Since its launch in September 2013, PIPCU has investigated more than £29 million-worth of IP crime and has suspended 2,359 internet domain names. It has seized more than £1.29 million-worth of suspected fake goods and has diverted more than five million visits to copyright-infringing websites.
PIPCU has established itself as an integral part of the national response to a problem that is costing the UK more than a billion pounds a year. Much of this success is down to PIPCU moving away from traditional policing methods and embracing new and innovative tactics, to disrupt and dismantle criminal networks responsible for causing huge damages to legitimate businesses.
The recent IP Crime Group Report, detailing all UK enforcement activity between 2013 and 2014, highlights innovative initiatives used by PIPCU to dismantle and disrupt criminal activity.
The High Court in London ruled in favour of luxury goods group Richemont, ordering Internet Service Providers (ISPs) to block or impede access to websites selling counterfeit goods.
What if I get caught selling fake jewellery?
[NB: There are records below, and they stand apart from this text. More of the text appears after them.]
PR #7707, opened 2021-11-29
Disable appimage

travisperson:
It appears recently something has changed in circleci and we no longer have access to the /dev/snd device which is causing the appimage tests to fail during setup.


magik6k (commented):
Should modify `template.yml`, so that the gen-check doesn't complain.

magik6k (approved):

PR #7709, opened 2021-11-29
fix logic error

coryschwartz:
obviously, we want to run the init if the gate file **doesn't** exist.


magik6k (approved):

travisperson (approved):

coder-chenda:
I use the docker method to start and run the node. I would like to ask if the fix of this bug affects the start and operation of docker? @jennijuju  @coryschwartz

PR #7710, opened 2021-11-30
ffiwrapper: Validate PC2 by calling C1 with random seeds

### LINKED ISSUE #7702: Add checks after computing PC2
After running PC2 we should call Commit1 with random seeds as a check that there were no compute errors in the sealing process.

Without this in case of compute errors we might precommit to bad (and unprovable) CommR, and then get `Invalid vanilla proof generated` in the commit step, at which point the only thing one can do is to remove the sector and lose precommit deposit.

magik6k:
This lets lotus detect compute errors in PC1/PC2 early, before precomitting to sectors which can't be proven (and can't be recovered because the CommR on chain is bad)

Closes #7702

### DIFF
--- a/extern/sector-storage/ffiwrapper/sealer_cgo.go
+++ b/extern/sector-storage/ffiwrapper/sealer_cgo.go
@@ -7,6 +7,9 @@ import (
 	"bufio"
 	"bytes"
 	"context"
+	"crypto/rand"
+	"encoding/base64"
+	"encoding/json"
 	"io"
 	"math/bits"
 	"os"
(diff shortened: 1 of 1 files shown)


extern/sector-storage/ffiwrapper/sealer_cgo.go
```diff
@@ -530,9 +533,19 @@ func (sb *Sealer) SealPreCommit1(ctx context.Context, sector storage.SectorRef,
...
 		return nil, xerrors.Errorf("presealing sector %d (%s): %w", sector.ID.Number, paths.Unsealed, err)
 	}
-	return p1o, nil
+
+	p1odec := map[string]interface{}{}
+	if err := json.Unmarshal(p1o, &p1odec); err != nil {
+		return nil, xerrors.Errorf("unmarshaling pc1 output: %w", err)
+	}
+
+	p1odec["_lotus_SealRandomness"] = ticket
```
arajasek, line 542: This should probably be a constant in this file or some such...also maybe rename it to indicate it's not real randomness, just for sanity-checking?

arajasek (approved):

extern/sector-storage/ffiwrapper/sealer_cgo.go
magik6k: Well, it is the real seal randomness (aka the ticket), we use this json thing to transport it into PC2 which doesn't have an easy way to get to it.

PR #7735, opened 2021-12-03
Command to list active sector locks

magik6k:
Needed this to test a theory on why some retrievals might hang, might be useful.

```
$ lotus-miner storage locks
2428    PreCommit1      unsealed(R:1) sealed(W) cache(W)
2429    PreCommit2      sealed(R:1) cache(W)
```


arajasek (approved):
nice!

Confiscations under the Proceeds of Crime Act 2002
Four men were found guilty of conspiracy to defraud at York Crown Court after selling and distributing counterfeit copies of branded clothing, jewellery and other items. The ringleader was sentenced to 52 weeks in prison suspended for 12 months, any offence in that time triggering 250 hours community punishment; another was fined £1,000 and the other two ordered to each do 100 hours unpaid community work. The last three were ordered to pay a total of £1,750 prosecution costs and a lengthy financial investigation under the Proceeds of Crime Act resulted in a Confiscation.
Order against the ringleader for over £82,500 which must be paid to the Court within six months or he will go to prison for another 21 months and still have to pay the amount of the Order.
A woman offering various fake goods for sale on the Facebook social networking site was also investigated. She offered for sale clothing, jewellery, footwear, purses and handbags which on searching her address the officers found over 200 items with counterfeit trade marks. As a result, she faced 18 charges, under the Trade Marks Act 1994, of having the goods with a view to sale, the number of charges showing the range of different trade marks and types of goods. She pleaded guilty to all the offences and was sentenced at York Crown Court to 150 hours of unpaid community work. Once the financial investigation under the Proceeds of Crime Act is complete the same Crown Court will deal with any confiscation order.